I have already tried that one, it comes with a bunch of .dlls and .inis but the only .exe or runable file is a UNinstaller, "PROUnstl.exe" it says "are you sure you want to REMOVE all drivers...blahblahblah"


----------



## joeten (Dec 4, 2008)

*Re: toshiba tecra m2 LAN card driver?*

Hi is it the intel or atheros driver you need


----------



## mercurous (Sep 22, 2008)

*Re: toshiba tecra m2 LAN card driver?*

intel  sorry for the late reply been at work then sleeping  thanks


----------



## BCCOMP (Jul 9, 2007)

*Re: toshiba tecra m2 LAN card driver?*

You need to install the LAN driver manually through the Device Manager.

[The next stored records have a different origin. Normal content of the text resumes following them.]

PR #1337, opened 2017-09-10
refactor(common): ongoing work

bassosimone:


bassosimone:
We can close this branch. I merged into master all that I could, the rest is to be considered experiments.

hellais:
Not 1337 enough.

PR #1345, opened 2017-09-11
feature(net): implement `continue_reading()`

bassosimone:
Based on the #1336 integration branch.

Supersedes #1041, whose original log message was:

> Supersedes #929
>
> Related to #741
>
> To complete:
>
> - [ ] make sure that we stop the parser at the end of the first request to prevent it from parsing further requests (otherwise, given two back to back requests, the code would return only the second one) <- see #1363 
> - [ ] add some regress tests
> - [ ] make sure that issues fixed by #1174 and #1175 are still fixed here

Compared to #1041, this PR has a more readable / clear diff.


bassosimone:
I think this can be deferred to v0.8.0-beta, since it will take a little to review it.

bassosimone:
Closing in favor of #1468

PR #1355, opened 2017-09-13
Release: v0.7.2

bassosimone:
Excerpt from the logs of @lorenzoPrimi that led me to think this fix was needed (I could not reproduce the bug, so I needed to code it blindly and @lorenzoPrimi will test the fix):

```
 D/MK: runner: starting reactor in background...
 D/MK: runner: starting reactor in background...
                                                                   
            --------- beginning of crash
 A/libc: Fatal signal 6 (SIGABRT), code -6 in tid 12220 (pool-3-thread-1)
 D/MK: runner: background reactor running...
 D/MK: runner: background reactor running...
 D/MK: orchestrate::find_location: scheduling
 D/MK: orchestrate::find_location: starting
 D/MK: http::request: {
 D/MK: http::request:     http/method => GET
 D/MK: http::request:     http/url => http://geoip.ubuntu.com/lookup
 D/MK: http::request: }
 D/MK: resolve_hostname: geoip.ubuntu.com
 A/libc: /Volumes/Android/buildbot/src/android/ndk-r15-release/external/libcxx/../../external/libcxxabi/src/abort_message.cpp:74: void abort_message(const char *, ...): assertion "terminating with uncaught exception of type std::runtime_error: event_base_dispatch() failed" failed
 A/libc: Fatal signal 6 (SIGABRT), code -6 in tid 12253 (atory.ooniprobe)
```

Now, this was clearly an MK bug. I wonder whether from the app side it is correct that two threads are started basically at the same time and what events could trigger that.


include/private/common/async_runner.hpp
```diff
@@ -106,11 +106,22 @@ class AsyncRunner : public HasGlobalFactory<AsyncRunner>,
...
+        // N threads can race into this function and can both attempt to
+        // start the shared reactor. All the threads but the first one will
+        // fail and an excepton will be thrown. Fix by preventing multiple
+        // threads from entering into this function. This is actually a
+        // blind fix because I cannot reproduce the problem but it happens
+        // quite predictably to @lorenzoPrimi and @hellais. This should
+        // not be an issue with v0.8.x where the Worker class already has
+        // a barrier preventing this and where we will use a private reactor
+        // for each specific operation anyway.
+        std::unique_lock<std::mutex> _{barrier_};
```
hellais: This fix looks reasonable to me

bassosimone:
Thanks, @hellais

PR #1357, opened 2017-09-13
fix(e/n/connect.cpp): use the custom reactor

bassosimone:
Depends on #1356


bassosimone:
I am going to merge the PR since the build that matters has passed and the diff is tiny.

PR #1364, opened 2017-09-16
fix(http/request.cpp): more efficient ignore_body

bassosimone:
If ignore body is set, do not even bother setting a callback
for the body so to avoid another data copy


bassosimone:
Most builds have succeeded at this point, I am going to merge.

Download and Extract (Unzip) the driver to a folder so you know where it is.

To install the driver:
Go to the Device Manager
Right click on the Network Controller error>Update
Select: No, not this time
Select: Install from a list or specific location (Advanced)
Select: Include this location in the search
Select Browse and browse to the folder you extracted the driver to.
XP should install the driver.

Bill


----------



## joeten (Dec 4, 2008)

*Re: toshiba tecra m2 LAN card driver?*

Thanks Bill


----------



## BCCOMP (Jul 9, 2007)

*Re: toshiba tecra m2 LAN card driver?*

Anytime Joe,

*mercurous* let us know how you make out.

Bill


----------



## mercurous (Sep 22, 2008)

*Re: toshiba tecra m2 LAN card driver?*

sorry it took so long to get back to you, been busy with work, thank you very much bill it worked a charm  adding [SOLVED] tags now


----------



## BCCOMP (Jul 9, 2007)

Hi *mercurous*:wave:,
Glad to hear you have this issue resolvedray:.

Bill:grin:


----------